Stored data entries -

Issue #1918, opened 2019-06-11
ramda missing in dependencies


alexhisen:
"ramda": "^0.23.0" used to be in package.json's dependencies, but is now gone, so webpack compilation fails without it.

Issue #1913, opened 2019-02-27
Theming feature appears to be broken


rokoroku:
According to README.md file, theming feature can be achieved by `importFrom` feature from `postcss-custom-properties` module.

However, custom variables defined in `importFrom` does not take precedence above bundled css anymore (maybe since `postcss-custom-properties@8`) 
Take a look at: https://github.com/postcss/postcss-custom-properties/issues/148

So I'd suggest using `postcss-env-function` with `postcss-custom-variable` 
e.g.)
```css
:root {
  --primary-color: env(primary-color, var(--palette-indigo-500))
}
```

References:

https://developer.mozilla.org/en-US/docs/Web/CSS/env
https://github.com/postcss/postcss-custom-properties
https://github.com/jonathantneal/postcss-env-function

januszhou:
I'm seeing this issue as well, I had to install `"postcss-custom-properties": "^7.0.0"` and set `custom-properties: false`, I hope this helps.
```js
require('postcss-custom-properties')({
  preserve: false,
  variables: customProperties,
}),
require('postcss-preset-env')({
  stage: 0, // required to get all features that were from cssnext
     features: {
       'custom-properties': false,
       'color-mod-function': true, // required to use color-mod()
     },
 }),
```

PR #1920, opened 2019-06-25
dual-substitution process is not possible + updated documentation for Time Picker

neophytosd:
- Disabling the variable substitution and color-mod: We just can't get color-mod to preserve the original expression that still has variables and if you have to do color-mod compilation in your project, you might as well do only a single custom-properties substitution in your project like it always required (#1913).

- Updated the TimePicker documentation that it requires React 16.

- The gulpfile.js build file had incorrect paths for inlining @imports.

- Adds missing ramda dependency (#1918).

- We propose this be published as 3.0.0 due to the breaking changes in the build setup requirements.


alexhisen:
Please merge this PR to unbreak custom property overrides

alexhisen:
@rubenmoya, @that1matt, @javivelasco, @olegstepura Guys, it would be really great to merge these key PRs in!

What is expected -
Lines holding the string "file" in the records: how many are there? Give only the number.

Exercise output -
2